芦屋咲はベッドにその身を投げ出していた。両手には寝るときには欠かせないクマのぬいぐるみを抱きしめている。
「明日、奈々を生き返らせるために東京に行くんだよね、私」
上牧奈々が生きていたときは私と沖人と奈々と秀一で毎日のように学校で何でもないようなことを話し合って、楽しかった。

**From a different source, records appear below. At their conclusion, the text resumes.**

PR #375, opened 2024-06-21
Add back api._twisted_publish with deprecation warning

mattiaverga:
`api._twisted_publish` is (was) used for mocking tests.
The removal of that method in 3.6.0 without previous warnings broke Bodhi tests (and I think other dependent packages too). The removal should be handled by provide a proper warning when the method is used and wait a decent amount of time before complete removal.

This PR adds back the deprecated method, which just emits a deprecation notice and routes to the new method, which seems 1:1 compatible.
I just don't know if the decorators should be applied to the deprecated method as well.

### DIFF
--- a/fedora_messaging/api.py
+++ b/fedora_messaging/api.py
@@ -2,6 +2,7 @@
 
 import inspect
 import logging
+import warnings
 
 import crochet
 from twisted.internet import defer, reactor, threads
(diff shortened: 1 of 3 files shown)


abompard:
Ah, sorry about the breakage, I assumed that functions starting with an underscore would be private and people woudn't use them directly, but it's true that it can easily happen when mocking.
The `fedora_messaging.testing` module comes with functions and fixtures to help with testing, is there something that you'd need me to add there? I'd rather provide the testing functionality as part of fedora_messaging rather that force people to mock private functions.

mattiaverga:
The reason behind mocking `api._twisted_publish` is to ensure a proper failure message if, for some reason, a message publish was not properly handled during tests.
See https://github.com/fedora-infra/bodhi/commit/3eb32044de764e3ed94bdc5b9ab83253f40cbafd

But I originally created this PR because I was quite sure to have seen an example about mocking that method in fedora-messaging docs (which, however, I cannot find anymore...).

So, I'm unsure if this can be useful to some other places other than bodhi or not. BTW about bodhi I [solved](https://github.com/fedora-infra/bodhi/commit/16710bf52a4c597cac8202cb3eba54ae1278e74c) the transition with a try / except AttributeError to handle both the new and old fedora-messaging versions.

PR #378, opened 2024-07-05
Indicate which package a schema comes from when missing

### LINKED ISSUE #187: Add messages header that points to the Python package for the schema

しかし、奈々が死んでから沖人は家に引きこもり、咲や秀一に頼ることもなく、一人で奈々の死を悲しみ続けた。ようやく学校に来るようになっても数日は人形のような無口と無表情で、言葉をかけても機械的な返事しかしてくれず、心の傷が癒えていないことがわかった。
「あんな沖人……もう見たくない」
だから、咲は決めたのだ。もう死んでしまった奈々を生き返らせることを。そうしないと、沖人が前に進めないから。
「奈々は私達が生き返らせる」
決意を確かめるように咲は言葉にする。しかし、モヤモヤとした気持ちが晴れることはない。

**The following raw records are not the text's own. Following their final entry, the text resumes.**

PR #385, opened 2024-07-11
Add an embedded HTTP server to monitor the service

### LINKED ISSUE #380: Add a way to be probed/monitored by Openshift
It would be nice if fedora-messaging consumers had a way to support [liveness/readiness checks in OpenShift](https://docs.openshift.com/container-platform/4.16/applications/application-health.html).

Maybe using an embedded HTTP server that would reply to liveness on startup and reply to readiness when the consumer has started.

Bonus: return in the HTTP call the number of messages processed since the startup of the consumer, so that it can be graphed.

The listening address and the port would have to be configurable in the config file.

abompard:
This changeset adds an embedded HTTP server to monitor consumers and producers, and get statistics about activity.

Fixes: #380

### DIFF
--- a/docs/user-guide/consuming.rst
+++ b/docs/user-guide/consuming.rst
@@ -197,6 +197,42 @@ consumers to use if they need configuration options. Refer to the
 :ref:`conf-consumer-config` in the Configuration documentation for details.
 
 
+Monitoring
+==========
+
+A Fedora Messaging consumer can start a dedicated HTTP server to let users
+monitor its state. You can configure the port in the configuration file under
+the ``[monitoring]`` section, with ``address`` and ``port``.
+If the section is empty, the monitoring service will be disabled.
+The default value for ``address`` is an empty string, which means that the
+monitoring server will listen on all interfaces.
+There is no default value for ``port``, you will have to choose a port.
+
+When a consumer is running with the monitoring server enabled, you can get the
+following data::
+
+    $ curl http://localhost:8070/live
+    {"status": "OK"}
+
+    $ curl http://localhost:8070/ready
+    {"consuming": true, "published": 0, "consumed": {"received": 0, "processed": 0, "dropped": 0, "rejected": 0, "failed": 0}}
+
+The ``/live`` endpoint always returns the same JSON data.
+The statistics in the ``/ready`` endpoint are gathered from the start of the
+service. They mean:
+
+- ``consuming``: whether the consumer is running or not.
+- ``published``: amount of messages published on the bus.
+- ``consumed.received``: amount of messages received from the bus.
+- ``consumer.processed``: amount of messages successfully processed by the consumer
+- ``consumer.dropped``: amount of messages dropped by the consumer (by raising the
+  :class:`fedora_messaging.exceptions.Drop` exception).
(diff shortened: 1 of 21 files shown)


Conan-Kudo (approved):

docs/user-guide/consuming.rst
```diff
@@ -197,6 +197,40 @@ consumers to use if they need configuration options. Refer to the
...
 
 
+Monitoring
+==========
+
+A Fedora Messaging consumer can start a dedicated HTTP server to let users
+monitor its state. You can configure the port in the configuration file under
+the ``[monitoring]`` section, with ``address`` and ``port``.
+The default address is empty, which means that the monitoring server will
+listen on all interfaces. The default port is ``0``, which means that the
```
jeremycline: This is a slightly surprising behavior since 0 usually means "bind to a free port" (try, for example, `nc -l ::1 0` and then see the port with `ss -plnt`).

Maybe just have the feature off if the section doesn't exist in the configuration and require both values to be set (or pick static defaults) if the section does exit.

docs/user-guide/consuming.rst
```diff
@@ -197,6 +197,40 @@ consumers to use if they need configuration options. Refer to the
...
+monitoring server is disabled.
+
+When a consumer is running with the monitoring server enabled, you can get the
+following data::
+
+    $ curl http://localhost:8070/live
+    {"status": "OK"}
```
jeremycline, line 215: It'd be nice to include a bit more documentation on this endpoint to indicate what set of values it returns. Looking at the code it seems it only ever returns this, so just calling that out explicitly in the docs would be good.

fedora_messaging/config.py
```diff
@@ -287,6 +287,20 @@ def callback(message):
...
+
+monitoring
+----------
+The options for the embedded HTTP server dedicated to monitoring the service.
+This is where you can configure the address and the port to be listened on.
+The defaults are::
+
+    {
+        'address': '',  # listen on all interfaces
+        'port': 8070,
```
jeremycline: This doesn't line up with the documentation elsewhere and the code

jeremycline (changes requested):
I like the feature - a couple notes on the docs and defaults, nothing major though.

tests/integration/test_cli.py
```diff
@@ -99,3 +118,90 @@ def test_consume_halt_with_exitcode(callback, exit_code, msg, queue, cli_conf):
...
+    # Check stats
+    response = yield http_client.request(b"GET", base_url + b"/ready")
+    body = yield readBody(response)
+    assert body == (
+        b'{"consuming": true, "published": 0, "consumed": {"received": 2, "processed": 1, "dropped": 1, '
+        b'"rejected": 0, "failed": 0}}\n'
+    )
+
+    # Don't check the reject action or the message will be put back in the queue and loop forever
+    # Don't check a generic processing failure because it stops the consumer instantly and we can't look
```
jeremycline, line 193: I guess it could log the final stats on exit, if available, and then you could inspect the log, but whether you bother with all that is totally up to you.

jeremycline (approved):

「生き返ってほしいはずなのに……どうして私は奈々を生き返らせたくないんだろう」
少女は悩み続ける。
***
同日。夜。秀一の部屋。
「奈々を生き返らせる。そうすればまた昔みたいに四人でいられる」
松原秀一は奈々を生き返らせることに悩んではいなかった。
むしろ、今の秀一の考えていたのは咲のことだった。彼女は沖人が奈々を生き返らせると言ったとき、どんな表情をしていたのかわかっていたのだろうか。今にも泣き出してしまいそうだった。きっと咲は奈々を生き返らせることに賛成なんかじゃあない。
それでも、沖人が前に進むために耐えているのだ。
「まあ、沖人はいつも周りのことが見えていないからね」
気がつくと、いつの間にか秀一は拳を力いっぱい握りしめていた。
「ああ、石見さんがサンタクロースの格好なんかするから鬱憤が溜まっていたのかな」
秀一は自分が何に怒りを感じているのか、わからなかった。だから、咄嗟に思いついた石見というおじさんのせいということにしておいた。
「明日寝坊するわけにもいかないし、もう寝ようかな」
少年は悩まない。
少年は気づかない。
***
同日。夜。沖人の部屋。
上牧奈々を生き返らせる。
茅打沖人は石見の提案に二つ返事で答えようとした。それは既に自分の中で願いなど決まっていたということもあるけれど、それ以上にあのときを逃せばチャンスが巡ってこないと危惧したという理由もあった。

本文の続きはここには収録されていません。